8 botnets of all time

Recently, Europol has broken down a network of hackers controlling over 3 million infected computers around the world. The action was aimed at the Ramnit botnet, which infected computers from 2012. This is not the first such an extensive botnet - when the report on the most active threats in February was published, ESET experts present the eight largest zombie computer networks in recent years.

Botnets, or networks of zombie computers that execute cybercriminal commands, are responsible for spamming or spreading malicious software. Controlling a large botnet gives cybercriminals the ability to send billions of spam messages or carry out mass attacks on servers, such as banks.

Despite the fact that it is the networks of zombie computers that are responsible for a large number of attacks, the awareness of Internet users in this area is relatively small. What were the most known botnets and which ones caused the most damage? Experts from ESET are responsible for this question.

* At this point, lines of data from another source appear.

PR #398, opened 2025-02-03
Feat: General File Reader Tool

tybalex:
This PR adds a general `File-Reader Tool` by running knowledge load tool with python gptscript SDK.  
This tool can parse the content of input workspace file(word, pdfs, slides) and returns to the LLM. 
Maybe we can replace `workspace_read` with this in the future..?


iwilltry42 (approved):

tybalex:
> Hm. This isn't really a file reader tool. It's a "Convert to markdown" tool. I'm not sure that's what we want.

Fair, probably not markdown, parsing the content to plain text would be enough. I guess markdown format is more readable?

> I had envisioned a tool that reads a file and sends the contents directly to the LLM. Do you not think that approach will work well?

We can support both, and make it sends content back to llm by default. In the case of when the file has too much text, then it should probably write to a file and use a summarizer tool to handle the text.

> What happens if the user just says "Read the court filings file" or "What's the highest grossing office in my spreadsheet?" Will this tool be called?

For structured data like a spreadsheet, we will need to handle it separately.

tybalex:
I made an update, now this tool will send the content directly to LLM by default. If user specify an output file to save to, then it will do so.

knowledge/file-reader.gpt
```diff
@@ -0,0 +1,26 @@
+Name: File Reader
+Description: This tool reads any supported type of text-heavy documents(PDF, DOCX, PPTX, HTML) in the workspace, converts its content to markdown format. The parsed content will be send back to LLM or saved to a workspace file if output_file is provided.
```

Grum - Grum was established in 2008 and within four years became responsible for 26% of the world spam traffic. At the peak of its activity in 2010, it was able to emit 39.9 billion messages a day, making it the largest botnet in the world at that time.

ZeroAccess - ZeroAccess is one of the recently discovered and closed botnets. It is estimated that he controlled over 1.9 million computers around the world. Its purpose was the generation of false clicks on advertising banners, thus obtaining revenue in advertising that settles for one click. The botnet also gained bitcoins, and to achieve this goal it used as much energy from infected computers as it needed to supply 111 thousand. houses.

Kraken - Kraken botnet is said to have infected 10% of all companies in the "Fortune 500 companies" ranking. He controlled almost 500,000 computers, and each of them was able to send as much as 600,000. e-mails a day.

Windigo - Windigo botnet was discovered last year by ESET experts, previously it remained undetected for 3 years. From the beginning of its activity, it infected 10,000 Linux servers, and thus sent 35 million spam emails daily. Interestingly, the botnet sent three different forms of malware, depending on the receiving device's operating system: malicious software for Windows computers, dating site ads for Mac OS X users, and pornographic content for iPhone users.

Storm - The size of the Storm botnet varied between 250,000 and 50 million computers. Detected for the first time in 2007, it owes its name to the subject of the spam message it sent. Recognized as one of the first botnets in the peer-to-peer network (controlled computers were not managed from one central server). His goal was to fraud at stock prices and identity theft.

Cutwail - Botnet controlled up to 2 million computers in 2009, sending 74 billion spam messages a day, or nearly one million per minute. This result is 46.5% of the world's total amount of spam at that time. In 2010, researchers at the University of California, Santa Barbara and the Ruhr University in Bochum, shut down two-thirds of the Cutwail botnet servers.

Srizbi - Botnet Srizbi was active only for a year or two, but at that time computers under his control were responsible for 60% of all spam in the world - 60 billion e-mails per day in 2007-2008. When his host was shut down, the amount of spam around the world dropped by 75%.

Metulji and Mariposa - Both the Metulji and Mariposa botnets infected over 10 million machines each, making them the largest botnet in terms of coverage. It is believed that Metulji has been used to steal passwords, credit card numbers and social security numbers totaling millions of dollars.

source: eset.pl



Learn more about our offer

If you sell security solutions, are a distributor, authorized partner or developer and would like to share your portfolio with a group of potential customers, advertise an event, software, hardware or other services on AVLab - simply write to us. Or maybe you had to deal with ransomware? We can also help you decrypt your files.
Read more

We use Google Cloud Translation and Gengo API’s to translate articles with exception of our comparative tests.